__THE TASK__.
Write out exactly the lines of the entries below from the one holding "### What I did" to the one holding "not opened ?).", inclusive, and leave out all other lines.

━━━━━━━━━━━━━━━━

Issue #214, opened 2018-12-04
No output properties for services on GKE


Loic-R:
# Issue Type

Put an X between the brackets of the corresponding issue type

* [X] Bug report
* [ ] Documentation issue report
* [ ] Improvement request

## Expected behavior
See ip and node port of the service in alien output properties

## Actual behavior
Output properties diplays : "N/A"

## Steps to reproduce the issue

1. Configure a yorc/alien with a kubernetes infrastructure
2. Deploy any kubernetes topology that have an associated service

## Additional information you deem important (e.g. issue happens only occasionally)
It seems that it comes from this line : https://github.com/ystia/yorc/blob/develop/prov/kubernetes/execution.go#L362

## Additional environment details (infrastructure implied: AWS, OpenStack, etc.)
Infra : Kubernetes on google cloud engine

loicalbertin:
Resolved per #223

PR #223, opened 2018-12-10
Bugfix/gh 214 no ouptut properties gke services

Loic-R:
# Pull Request description

## Description of the change
Make output properties of services visible alien4cloud for services deployed on a kubernetes hosted by GKE

### What I did
Set "node_port" attribute that was not set before

### How I did it
I just make a call of function setAttributeForAllInstances

### How to verify it
Deploy any app on GKE that have a service, for example simple appache, and check in alien "info" of "manage current deployment" tab that "node_port" output propertie is set and is no longer "N/A"

## Applicable Issues
Bug https://github.com/ystia/yorc/issues/214

### DIFF
--- a/CHANGELOG.md
+++ b/CHANGELOG.md
@@ -2,6 +2,10 @@
 
 ## UNRELEASED
 
+### BUG FIXES
+
+* No output properties for services on GKE ([GH-214](https://github.com/ystia/yorc/issues/214))
+
 ## 3.1.0-M7 (December 07, 2018)
 
 ### DEPENDENCIES
--- a/prov/kubernetes/execution.go
+++ b/prov/kubernetes/execution.go
@@ -368,6 +368,10 @@ func (e *execution) manageServiceResource(ctx context.Context, clientset kuberne
 				if err != nil {
 					return errors.Wrap(err, "Failed to set attribute")
 				}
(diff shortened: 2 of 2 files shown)


adidanes:
> @adidanes I think you are talking about another bug opened, [pull request](https://github.com/ystia/yorc/pull/219) is already done for it but maybe need some changes

Indeed !

loicalbertin:
> > @adidanes I think you are talking about another bug opened, [pull request](https://github.com/ystia/yorc/pull/219) is already done for it but maybe need some changes
> 
> Indeed !

As long as #219 is not merged we will have this issue.

adidanes:
I will test the #219

adidanes:
I would like to test both issues once. 
Is it possible to merge one of the branches into the other one ?

adidanes:
Maybe it would be usefull to have an attribute set to the service's endpoint.
Ex : 10.23.250.151:80 TCP

Loic-R:
> Maybe it would be usefull to have an attribute set to the service's endpoint.
> Ex : 10.23.250.151:80 TCP

Do you mean the cluster internal service endpoint ? Not sure if it is useful but we can set an attribute yes.

> However, the k8s_service_url can't be checked (NodePort not opened ?).

Yes I don't know how why but even if firewall rules are created on GCP, we can't access public IP adress of our nodes.. 

> Moreover, I note that the <NODE_IP> does not correspond to the one of the Managed Pod
Actually, it takes the first external IP found but that's not a problem if the pod is on another node because request are redirected on it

━━━━━━━━━━━━━━━━

__WRITTEN ANSWER__.
### What I did
Set "node_port" attribute that was not set before

### How I did it
I just make a call of function setAttributeForAllInstances

### How to verify it
Deploy any app on GKE that have a service, for example simple appache, and check in alien "info" of "manage current deployment" tab that "node_port" output propertie is set and is no longer "N/A"

## Applicable Issues
Bug https://github.com/ystia/yorc/issues/214

### DIFF
--- a/CHANGELOG.md
+++ b/CHANGELOG.md
@@ -2,6 +2,10 @@
 
 ## UNRELEASED
 
+### BUG FIXES
+
+* No output properties for services on GKE ([GH-214](https://github.com/ystia/yorc/issues/214))
+
 ## 3.1.0-M7 (December 07, 2018)
 
 ### DEPENDENCIES
--- a/prov/kubernetes/execution.go
+++ b/prov/kubernetes/execution.go
@@ -368,6 +368,10 @@ func (e *execution) manageServiceResource(ctx context.Context, clientset kuberne
 				if err != nil {
 					return errors.Wrap(err, "Failed to set attribute")
 				}
(diff shortened: 2 of 2 files shown)


adidanes:
> @adidanes I think you are talking about another bug opened, [pull request](https://github.com/ystia/yorc/pull/219) is already done for it but maybe need some changes

Indeed !

loicalbertin:
> > @adidanes I think you are talking about another bug opened, [pull request](https://github.com/ystia/yorc/pull/219) is already done for it but maybe need some changes
> 
> Indeed !

As long as #219 is not merged we will have this issue.

adidanes:
I will test the #219

adidanes:
I would like to test both issues once. 
Is it possible to merge one of the branches into the other one ?

adidanes:
Maybe it would be usefull to have an attribute set to the service's endpoint.
Ex : 10.23.250.151:80 TCP

Loic-R:
> Maybe it would be usefull to have an attribute set to the service's endpoint.
> Ex : 10.23.250.151:80 TCP

Do you mean the cluster internal service endpoint ? Not sure if it is useful but we can set an attribute yes.

> However, the k8s_service_url can't be checked (NodePort not opened ?).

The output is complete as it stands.